Future-ready enterprise networks should be able to expand on-demand to enable rapid growth of IT services and applications. The traffic patterns and user behavior are changing very fast. Any new trigger can bring a drastic change in the existing traffic patterns and user behavior. To address these needs, the enterprise network must be able to scale efficiently to accommodate capacity needs.

Scalability is the ability of the network to handle more traffic and applies to all domains of the network from the LAN, WAN, IoT, data center, and so on. A scalable network means that you would be able to augment the capacity of the network as the load increases without having to make any changes to the fundamental design of the network.

Scalability could be horizontal or vertical. Vertical scaling means the ability to expand the capacity of the network by augmenting the capacity within the system. Horizontal scaling is the ability to augment the capacity by adding more of the already existing infrastructure and split the load between them, by making them logically look like one entity.

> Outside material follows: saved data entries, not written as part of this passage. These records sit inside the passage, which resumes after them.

PR #776, opened 2025-06-11
Do not strip down sample data from flow version anymore

cezudas:
Fixes OPS-1921.


cezudas:
We purposely decided against it: we should not export the sample data when you export the workflow.
With export, people could put in sample data-sensitive information.

PR #777, opened 2025-06-11
Only include minimally necessary tools

bigfluffycookie:
Fixes OPS-1938

### DIFF
--- a/packages/server/api/src/app/ai/mcp/openops-tools.ts
+++ b/packages/server/api/src/app/ai/mcp/openops-tools.ts
@@ -13,19 +13,21 @@ import os from 'os';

Note that what may be considered horizontal or vertical scalability depends on the user's perspective. For example, adding more servers behind a load balancer in a DC to augment capacity would be considered horizontal scaling with respect to compute scale. However, the same compute capacity addition within the DC would be considered vertical scaling from a DC scaling perspective, and adding another DC and load balancing between the two data centers would be considered horizontal scaling. In general, horizontal scaling takes more planning and effort than vertical scaling.